PR #6728, opened 2025-06-10
Add setup-python action

malfet:
So far only works on MacOS and uses homebrew. Must be implemented as JScript action, otherwise one can not have a cleanup step.

Needed to get rid of Anaconda dependency for MacOS builds and tests
Tested by test-setup-python.yaml, that is triggered on modifications to all 4 files in question as well as https://github.com/pytorch/pytorch/pull/155515

Partially vibe-coded in https://chatgpt.com/s/cd_684780ca34108191973cd18bfd22f8a7 but than had to do some fixes/cleanups afterwards

### DIFF
--- a/.github/actions/setup-python/setup.js
+++ b/.github/actions/setup-python/setup.js
@@ -13,7 +13,7 @@ const requirementsPath = process.env['INPUT_PIP-REQUIREMENTS-FILE'];
 const formula = `python@${pythonVersion}`;
 
 const timestamp = Math.floor(Date.now() / 1000);
-const venvPath = path.join(process.env['GITHUB_WORKSPACE'], `venv-${pythonVersion}-${timestamp}`);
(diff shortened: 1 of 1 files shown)


huydhn:
Is your plan is to have a replacement for the stock `setup-python` GHA https://github.com/actions/setup-python?  I'm under the impression that https://github.com/actions/setup-python only doesn't work for Linux, so we could still use it on macOS (I need to verify this)

Also, what do you think about forking https://github.com/actions/setup-python and use LLM to fix its working on Linux instead of creating a new GHA from scratch?

malfet:
> Is your plan is to have a replacement for the stock `setup-python` GHA https://github.com/actions/setup-python? I'm under the impression that https://github.com/actions/setup-python only doesn't work for Linux, so we could still use it on macOS (I need to verify this)

In short term yes, in long term I think we should adjust our runners base image to be compatible with stock `setup-python` action

PR #6733, opened 2025-06-10
[BE] Rename reusable workflow to have the usual prefix

ZainRizvi:
Use the normal naming convention to make it easier to notice that this workflow is meant to be reusable.


huydhn (approved):
LGTM!

PR #6735, opened 2025-06-10
[BE] Refactor dependency update code

atalman:
This should enable Nvidia, Intel, AMD to submit PRs for updating the dependent libraries

### DIFF
--- a/s3_management/update_dependencies.py
+++ b/s3_management/update_dependencies.py
@@ -8,100 +8,103 @@ S3 = boto3.resource("s3")
 CLIENT = boto3.client("s3")
 BUCKET = S3.Bucket("pytorch")
 
-PACKAGES_PER_PROJECT = {
-    "torch": [
-        "sympy",
-        "mpmath",
-        "pillow",
-        "networkx",
-        "numpy",
-        "jinja2",
-        "filelock",
-        "fsspec",
-        "nvidia-cudnn-cu11",
-        "nvidia-cudnn-cu12",
-        "typing-extensions",
-    ],
-    "triton": [
-        "arpeggio",
-        "caliper-reader",
-        "contourpy",
-        "cycler",
-        "dill",
-        "fonttools",
-        "kiwisolver",
-        "llnl-hatchet",
-        "matplotlib",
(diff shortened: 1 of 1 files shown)


s3_management/update_dependencies.py
```diff
@@ -8,100 +8,103 @@
...
-        "impi-rt",
-        "onemkl-sycl-blas",
-        "onemkl-sycl-dft",
-        "onemkl-sycl-lapack",
-        "onemkl-sycl-sparse",
-        "onemkl-sycl-rng",
-        "mkl",
-    ]
-}
+PACKAGES_PER_PROJECT = [
```
atalman, line 11: We should move this in separate json file in next iteration of this code

s3_management/update_dependencies.py
```diff
@@ -8,100 +8,103 @@
...
+    {"package": "pillow", "version": "latest", "project": "torch"},
+    {"package": "networkx", "version": "latest", "project": "torch"},
+    {"package": "numpy", "version": "latest", "project": "torch"},
+    {"package": "jinja2", "version": "latest", "project": "torch"},
+    {"package": "filelock", "version": "latest", "project": "torch"},
+    {"package": "fsspec", "version": "latest", "project": "torch"},
+    {"package": "nvidia-cudnn-cu11", "version": "latest", "project": "torch"},
+    {"package": "nvidia-cudnn-cu12", "version": "latest", "project": "torch"},
+    {"package": "typing-extensions", "version": "latest", "project": "torch"},
+    {"package": "nvidia-cuda-nvrtc-cu12", "version": "12.9.86", "project": "torch", "target": "cu129"},
```
huydhn, line 23: Does these lines mean that these dependencies are only used for the upcoming CUDA 12.9?  I also see these packages from older CUDA versions, i.e. 12.8 so should they (older CUDA pins) be here too?  I guess a comment would be clearer

huydhn (approved):

s3_management/update_dependencies.py
atalman: I think we can add dependencies as we go here

PR #6738, opened 2025-06-10
[HUD] Show how long a job has been running

clee2000:
If a job is running, show how long it's been running for
old:
image

new:
image

Also gets rid of the italics, I feel like it looks worse tho
old:
image
new:
image

Unfortunately doesn't update live


huydhn (approved):
This is a nice improvement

• • •

» **Your objective**
Please transcribe the listing in full. Keep each line exact.

» **Output**
PR #6728, opened 2025-06-10
Add setup-python action

malfet:
So far only works on MacOS and uses homebrew. Must be implemented as JScript action, otherwise one can not have a cleanup step.

Needed to get rid of Anaconda dependency for MacOS builds and tests
Tested by test-setup-python.yaml, that is triggered on modifications to all 4 files in question as well as https://github.com/pytorch/pytorch/pull/155515

Partially vibe-coded in https://chatgpt.com/s/cd_684780ca34108191973cd18bfd22f8a7 but than had to do some fixes/cleanups afterwards

### DIFF
--- a/.github/actions/setup-python/setup.js
+++ b/.github/actions/setup-python/setup.js
@@ -13,7 +13,7 @@ const requirementsPath = process.env['INPUT_PIP-REQUIREMENTS-FILE'];
 const formula = `python@${pythonVersion}`;
 
 const timestamp = Math.floor(Date.now() / 1000);
-const venvPath = path.join(process.env['GITHUB_WORKSPACE'], `venv-${pythonVersion}-${timestamp}`);
(diff shortened: 1 of 1 files shown)


huydhn:
Is your plan is to have a replacement for the stock `setup-python` GHA https://github.com/actions/setup-python?  I'm under the impression that https://github.com/actions/setup-python only doesn't work for Linux, so we could still use it on macOS (I need to verify this)

Also, what do you think about forking https://github.com/actions/setup-python and use LLM to fix its working on Linux instead of creating a new GHA from scratch?

malfet:
> Is your plan is to have a replacement for the stock `setup-python` GHA https://github.com/actions/setup-python? I'm under the impression that https://github.com/actions/setup-python only doesn't work for Linux, so we could still use it on macOS (I need to verify this)

In short term yes, in long term I think we should adjust our runners base image to be compatible with stock `setup-python` action

PR #6733, opened 2025-06-10
[BE] Rename reusable workflow to have the usual prefix

ZainRizvi:
Use the normal naming convention to make it easier to notice that this workflow is meant to be reusable.


huydhn (approved):
LGTM!

PR #6735, opened 2025-06-10
[BE] Refactor dependency update code

atalman:
This should enable Nvidia, Intel, AMD to submit PRs for updating the dependent libraries

### DIFF
--- a/s3_management/update_dependencies.py
+++ b/s3_management/update_dependencies.py
@@ -8,100 +8,103 @@ S3 = boto3.resource("s3")
 CLIENT = boto3.client("s3")
 BUCKET = S3.Bucket("pytorch")
 
-PACKAGES_PER_PROJECT = {
-    "torch": [
-        "sympy",
-        "mpmath",
-        "pillow",
-        "networkx",
-        "numpy",
-        "jinja2",
-        "filelock",
-        "fsspec",
-        "nvidia-cudnn-cu11",
-        "nvidia-cudnn-cu12",
-        "typing-extensions",
-    ],
-    "triton": [
-        "arpeggio",
-        "caliper-reader",
-        "contourpy",
-        "cycler",
-        "dill",
-        "fonttools",
-        "kiwisolver",
-        "llnl-hatchet",
-        "matplotlib",
(diff shortened: 1 of 1 files shown)


s3_management/update_dependencies.py
```diff
@@ -8,100 +8,103 @@
...
-        "impi-rt",
-        "onemkl-sycl-blas",
-        "onemkl-sycl-dft",
-        "onemkl-sycl-lapack",
-        "onemkl-sycl-sparse",
-        "onemkl-sycl-rng",
-        "mkl",
-    ]
-}
+PACKAGES_PER_PROJECT = [
```
atalman, line 11: We should move this in separate json file in next iteration of this code

s3_management/update_dependencies.py
```diff
@@ -8,100 +8,103 @@
...
+    {"package": "pillow", "version": "latest", "project": "torch"},
+    {"package": "networkx", "version": "latest", "project": "torch"},
+    {"package": "numpy", "version": "latest", "project": "torch"},
+    {"package": "jinja2", "version": "latest", "project": "torch"},
+    {"package": "filelock", "version": "latest", "project": "torch"},
+    {"package": "fsspec", "version": "latest", "project": "torch"},
+    {"package": "nvidia-cudnn-cu11", "version": "latest", "project": "torch"},
+    {"package": "nvidia-cudnn-cu12", "version": "latest", "project": "torch"},
+    {"package": "typing-extensions", "version": "latest", "project": "torch"},
+    {"package": "nvidia-cuda-nvrtc-cu12", "version": "12.9.86", "project": "torch", "target": "cu129"},
```
huydhn, line 23: Does these lines mean that these dependencies are only used for the upcoming CUDA 12.9?  I also see these packages from older CUDA versions, i.e. 12.8 so should they (older CUDA pins) be here too?  I guess a comment would be clearer

huydhn (approved):

s3_management/update_dependencies.py
atalman: I think we can add dependencies as we go here

PR #6738, opened 2025-06-10
[HUD] Show how long a job has been running

clee2000:
If a job is running, show how long it's been running for
old:
image

new:
image

Also gets rid of the italics, I feel like it looks worse tho
old:
image
new:
image

Unfortunately doesn't update live


huydhn (approved):
This is a nice improvement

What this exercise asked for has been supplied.